We had a neighbor who had a son who worked down in San Pedro for a company that processed tuna and other fish, canning it for restaurant sales. They didn't output small cans of the stuff. They were all huge — about a foot in diameter, six to eight inches high…and unlabelled. That is, there'd be no label on the can. Apparently, at some point on the assembly line, if a can lost its label, anyone who worked there could just take it home…and the son knew which ones were tuna and which weren't. Whenever he went to visit his mother, he'd bring her one even though she didn't like tuna. Is that a son or not? "Here, Mom…here's another ton of that stuff you won't eat!"
So she'd give it to us and my mother would direct the distribution of its contents to seven or eight neighbors. I mean, we liked tuna but you can only have it so often. And there was no point freezing it since more was always on the way.

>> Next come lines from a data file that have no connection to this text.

PR #3938, opened 2025-02-05
fix(server/database streams): remove event listener on batch completion

iainsproat:
## Description & motivation

In response to observed log line:

```
MaxListenersExceededWarning: Possible EventEmitter memory leak detected. 11 close listeners added to [ServerResponse]. Use emitter.setMaxListeners() to increase limit
```

This might explain the remaining database connection leaks. We're batching the database streams and each batch adds a listener to the response. Large models with a large number of batches could exceed the number of listeners.
This max value will limit the number of listeners, meaning that subsequent batches cannot add listeners and will not be closed if the client connection is subsequently closed.

## Changes:

- refactors anonymous event handler to a named event handler
- removes the named event handler from the response event listeners when the database stream is closed

## Checklist:

### DIFF
--- a/packages/preview-service/src/server/routes/api.ts
+++ b/packages/preview-service/src/server/routes/api.ts
@@ -36,12 +36,18 @@ const apiRouterFactory = () => {
         streamId: req.params.streamId,
         objectIds: getObjectsRequestBody.objects
       })
+
       // https://knexjs.org/faq/recipes.html#manually-closing-streams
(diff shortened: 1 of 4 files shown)


gjedlicska (approved):

gjedlicska:
so far, that warning was not causing issues in my testings with the EventBus, but the change is legit, so lets see.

My mother would pick a date a few weeks in the future…say, August 3rd. She would then phone each of these selected neighbors and inform them that August 3 would be a Tuna Day; that on that day, Mark would be bringing them a free supply of tuna so don't, for example, serve your family a tuna-noodle casserole the night before. Everyone gratefully marked Tuna Day on their calendars.

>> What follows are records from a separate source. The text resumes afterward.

PR #3963, opened 2025-02-11
chore(dui3): merge main into dui3

oguzhankoral:
i was expecting more graphql changes but i believe we never used `defaultLogoIndex` in dui3


didimitrie (approved):
Fingers s

PR #3977, opened 2025-02-13
feat(regions): move file uploads and blobs

cdriesler:
## Description & motivation

- Requires #3957


packages/server/modules/workspaces/repositories/projectRegions.ts
```diff
@@ -577,3 +587,66 @@ export const copyProjectWebhooksFactory =
...
+        await deps.targetObjectStorage.client.send(
+          new PutObjectCommand({
+            Bucket: deps.targetObjectStorage.bucket,
+            Key: objectKey,
+            Body: sourceBlob.Body,
+            ContentLength: sourceBlob.ContentLength
+          })
+        )
+      }
+    }
```
alemagio, line 638: verify if we can use the pipe method

alemagio (approved):

packages/server/modules/workspaces/repositories/projectRegions.ts
cdriesler: sources appear to say that the aws sdk handles this for us, but TIL !

PR #3983, opened 2025-02-13
fix(server): consistently handle errors in middleware - Part 1

iainsproat:
## Description & motivation

Express middleware we use may handle errors incorrectly. For example, external middleware may create errors which are not compatible with `BaseError`. Or we may have been inconsistent in catching errors.

This can cause issues when recording error metrics & logs, or can cause Express to suspend the request without logging or metrics.

In this PR we aim to provide a consistent means of handling errors from middleware and routes, ensuring they are correctly recorded in metrics & logs. We also aim to prevent unexpected behaviour from Express by handling errors in a manner it expects.

## Changes:

- Introduces a wrapper function / boilerplate to be wrapped around every Express request handler as so:

    ```
    handleErrors({
        handler: (req, res, next) => { /* actual request handle here */ },
        verbPhraseForErrorMessage: 'doing some request handling',
        defaultErrorType: MyRequestHandlerError
      })
    ```

## Checklist:

### DIFF
--- a/packages/server/modules/shared/middleware/index.ts
+++ b/packages/server/modules/shared/middleware/index.ts
@@ -292,7 +292,7 @@ export const requestBodyParsingMiddlewareFactory =
     //default
     expressJsonBodyParser({ limit: maxRequestBodySize })(req, res, next)
 
-    // expressRawBodyParser calls `next` internally, so we cannot call it again here
+    // expressJsonBodyParser calls `next` internally, so we cannot call it again here
     return
   }
 


packages/server/app.ts
```diff
@@ -433,46 +443,113 @@ export async function init() {
...
+    })
+  )
   if (asyncRequestContextEnabled()) {
     startupLogger.info('Async request context tracking enabled 👀')
   }
 
-  if (process.env.COMPRESSION) {
-    app.use(compression())
+  app.use(
+    handleErrors({
```
fabis94, line 470: instead of having to do all this for every third party middleware, why not just add an extra middleware at the very end of the chain, before defaultErrorHandler & errorMetricsMiddleware, that formats the error in a way that the subsequent error tracking/handling middlewares can handle it?

fabis94: i see that there's custom options for each usage, but it's just a bunch of extra complexity that I'm not sure is worth it. i'd rather have them all format to the same error subtype and be able to forget about this, rather than have to remember to add this wrapper for all future third party middlewares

Come Tuna Day, it would be my job to open the can. This was not easy as they were too big to fit in my mother's electric can opener so I had to use the manual kind. It took quite some time. Once I finally got the lid off, my mother would spoon tuna into eight or nine plastic containers, including a big one for us, and store them in our refrigerator, which she'd already rearranged so there'd be ample space. Then she would phone each neighbor to ask, "Are you ready for tuna?" This was to prevent me from carrying a container to a house down the block, finding no one home and then having to carry it back. We decided that between the hot sun and the volume of stray cats around, it would not be a good idea for me to leave it on the porch.

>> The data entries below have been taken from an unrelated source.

PR #3988, opened 2025-02-14
Fix: Allow opacity modifiers in TW

Mikehrn:
This will allow us to use the TW opacity modifies like `bg-primary/50`


andrewwallacespeckle (approved):

gjedlicska:
not nitpicking, just askin, shouldn't we move to `oklch` instead of `rgba`?

ppl seam to preffer that nowadays

Mikehrn:
> not nitpicking, just askin, shouldn't we move to `oklch` instead of `rgba`?
> 
> ppl seam to preffer that nowadays

There are a few caveats with using oklch, it requires some further design/FE alignment to get the full power of it, and Figma doesn't support it only with a plugin. But I didn't want to spend too much time on this, I just need to be able to use tailwind opacity modifiers :)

If the tuna recipients were there and primed to receive tuna, she'd dispatch me on my appointed rounds…and the neighbors would be very happy. A few insisted on tipping me a buck or two, then they'd take it in and commence making tuna sandwiches, tuna salads, tuna croquettes, tuna casseroles and such. One lady told us she made tuna chow mein…to which I say, "Hey, why not?"
Then one memorable Tuna Day, I got the lid off and the contents looked odd. I thought at first we'd gotten a bad batch and I asked my mother to inspect it. She did, and it took her a minute or two to come to the shocking realization…
It wasn't tuna. It was salmon.
She laughed and I laughed and she began calling the neighbors and telling them, "Mark will be right over but it's not tuna this time. It's salmon." They were all fine with that and they proceeded to make salmon sandwiches, salmon salads, salmon croquettes, salmon casseroles…and that one woman made salmon chow mein, to which I again say, "Hey, why not?"
The following Tuna Day, I opened the can muttering, "I wonder what it'll be this time? Tuna? Salmon? Anchovies? Tennis balls?" I think I'd have preferred tennis balls to anchovies. It turned out to be tuna and when my mother called Mrs. Hollingsworth down the street to tell her tuna was on its way, Mrs. Hollingsworth said, "Oh…don't you have any salmon?"